Explicitly, for formulas constructed by translation that introduce blocks of quantifiers over variables that do not affect the truth value provided some constraints, quantifier-pull-out and reduction are justified, enabling simplification of both logical and domain-specific FOFs (Lefever et al., 28 Jan 2025).

5. Abstract Domains and Efficient Symbolic Manipulation

The scalability and automation of reasoning with FOFs require efficient data structures and algorithms for manipulating large sets of formulas. In the context of abstract interpretation, sets of FOFs (closed under particular quantifier alternation patterns) can be represented as antichains of canonical formulas, minimal with respect to a syntactic subsumption relation $\sqsubseteq_L$ that under-approximates semantic entailment (Frenkel et al., 2024). Canonicalization proceeds by sorted ordering, duplicate-dropping in conjunctions/disjunctions, and normalizing quantifier blocks.

Abstract join (meet in the lattice of upward-closed sets) is implemented by a "weakening" operation: given a formula $\phi$ and state $s$ , $W_L(\phi, s)$ computes minimal formulas $\psi \sqsupseteq_L \phi$ such that $s \models \psi$ ; in-place updates enable highly efficient fixpoint computation. Practical algorithms (e.g., LSet) support symbolic handling of spaces with $|L| \sim 10^{11}$ without explicit enumeration, as demonstrated on quantified invariants for the Paxos protocol (Frenkel et al., 2024).

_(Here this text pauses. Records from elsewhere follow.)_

PR #578, opened 2015-06-19
Fixed several UI issues in safari, altered theme switching animation, fixed filetree arrow

JordanTheriault:


public/friendlycode/css/editor.less
```diff
@@ -265,37 +264,32 @@
...
     margin-right: 10px;
     img {
-      position: relative;
-      left: -4px;
-    }
-    img#moon-green {
-      display: none;
+      position: absolute;
+      top: 100px;
+      left:165px;
```
humphd: space after `:`

views/friendlycode/templates/nav-options.html
```diff
@@ -1,7 +1,7 @@
 <div class="editor-nav">
 
   <!-- FILE TREE -->
-  <div class="filetree-pane-nav">
+  <div class="filetree-pane-nav" style="display:none;" class="hide">
```
humphd: Why do you need both the inline style attrib and the class?

humphd:
A few small things, r+ on code.

views/friendlycode/templates/nav-options.html
JordanTheriault: Not necessary, but added for consistency.
This element needs an inline display:none in order to hide it on load (the class adds the CSS too late, and creates a bad load visual).
 Everything else uses class="hide" except this element.

JordanTheriault:
I'm going to wait until after the demo to merge.

PR #595, opened 2015-06-23
Ignore css files generated during node app

JordanTheriault:
Updated to ignore:
public/friendlycode/css/editor.css
public/stylesheets/userbar.css


gideonthomas:
I don't think we actually need this any more with the upgrade to node 12

JordanTheriault:
Confirmed, just checked. Closing pr.

PR #624, opened 2015-06-29
Fix #600 - Update express to 4.x

### LINKED ISSUE #600: Update express
We are using an ancient version of express that has been deprecated. Initially, this was not a big problem but we recently ran into an issue: 
The built-in body parser in express (which no longer exists in later versions) enforces a limit on HTTP message body sizes which has no easy way of being overridden. Hence, uploading images > 100kb is practically impossible. Updating express will allow us to specify the limit on message body sizes.

humphd:


humphd:
r+ from @gideonthomas on irc, who has tested this locally.

PR #386, opened 2018-03-12
CI Linux: Enable tests on the Linux Travis builds

carlosperate:
This has been an itch I've been dying to scratch for quite a long time. Fixes https://github.com/mu-editor/mu/issues/244 and the reason why we coudn't run the tests on Linux Travis.

Turns out Qt was failing during launch/object initialisation in odd ways when running headless in Travis (in retrospect that's one of the first things I should have checked, I've tripped over the same stone before...) and pytest swallowing the stack trace didn't help either. But anyways, using xvfb on Linux is all that's needed.

There is a bit of a clean up and I've also moved from setting up our own Python environment to use the ones provided by Travis itself, so with Linux we are testing on Python 3.5 and 3.6.


ntoll:
Thank you!

PR #389, opened 2018-03-16
Refactor i18n

tjguk:
This is the small refactor of the i18n / gettext support so that it's part of the package import. Apart from a bit of tidiness, this means:

* it no longer needs to be imported and initalised in app.py
* logic.py can be imported independently (useful for testing); previously it implicitly relied on *something* importing gettext to start with and therefore...
* conftest.py no longer needs to set up gettext for the tests to work


tests/test_logic.py
```diff
@@ -1483,3 +1484,19 @@ def test_rename_tab_avoid_duplicating_other_tab_name():
                                               'A file of that name is already '
                                               'open in Mu.')
     assert mock_tab.path == 'old.py'
+
+def test_logic_independent_import_logic():
```
carlosperate: Looks like pystyle is complaining about not having 2 blank lines between functions: `E302 expected 2 blank lines, found 1`.
Same for the one below.

tjguk: (Sigh; once again a reply hasn't made it through to GH)

Thanks; good catch. In short: I didn't run make check. I'll go back and rejig.

BTW I've never encountered a codebase which actually puts two blank lines between functions (except possibly to mollify nagging linters...)

ntoll:
Thank you. I fixed the style issue before merging. ;-)

You mention not seeing the two line convention... These past few years, I've seen nothing *but* this convention. C'est la vie.

tjguk:
Thanks

PR #390, opened 2018-03-16
Support for encodings

tjguk:
This support adds testing & functional support for reading & writing Mu files with encodings and line-endings. But it does not actually integrate that functionality in the current Mu codebase. With the pace of change in the codebase at the moment I found myself mired in push races and merge conflicts. So this does the minimum possible to get the support in now, ready for the more intrusive changes afterwards.

This will supersede #370


tjguk:
Hold until I run and sort out make check

ntoll:
@tjguk this is great..! Please do let me know when I can check/merge.

You mention more intrusive upcoming changes. What might they be?

ntoll:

6. Rank, Degree, and Genericity of First-Order Formulas

FOFs can be further classified by their expressive and structural complexity within classes of theories, structures, or isomorphism types. The Sudoplatov–Morley-style rank $\mathrm{RS}(T)$ and degree $\mathrm{ds}(T)$ generalize traditional Morley rank/degree to arbitrary definable sets of theories. For a property $P \subseteq \mathrm{Ty}$ and formula $\phi$ ,

$\mathrm{rank}_P(\phi) := \mathrm{RS}(P_\phi), \qquad \mathrm{deg}_P(\phi) := \mathrm{ds}(P_\phi),$

where $P_\phi = \{T \in P \mid \phi \in T\}$ (Sudoplatov, 2021). The (rank, degree) of $\phi$ measures the depth and width of definable branching induced by $\phi$ within $P$ .

A formula is $P$ -generic if it achieves maximal rank and, when the rank is finite, maximal degree. This framework enables a fine-grained analysis of FOFs and their role in stratifying spaces of models/theories, with applications to classification theory, finite model theory, and expressiveness quantification (Sudoplatov, 2021).

7. Applications, Integration, and Extensions

FOFs are foundational for invariant inference in program analysis and distributed protocol verification. State-of-the-art synthesis frameworks integrate data-driven FOF synthesis (e.g., by ASP) with symbolic abstract interpretation based on canonical formula representations, enabling highly scalable and extensible analyses. Orthogonal slice-based enumeration and aggressive pruning can be composed with other inference tools (e.g., Flyvy, DuoAI) for composability and modular optimizations, with substantial reductions in both candidate set sizes and invariant description length without sacrificing completeness (Yang et al., 7 Jan 2026).

Algebraic perspectives tie together syntactic descriptions, model-theoretic properties, and computational manipulation, while ongoing work on variable dependence, rank-degree stratification, and practical symbolic abstraction continues to expand the utility and scalability of first-order formula reasoning across logic, verification, and knowledge representation (Frenkel et al., 2024, Valby, 2014, Lefever et al., 28 Jan 2025, Sudoplatov, 2021).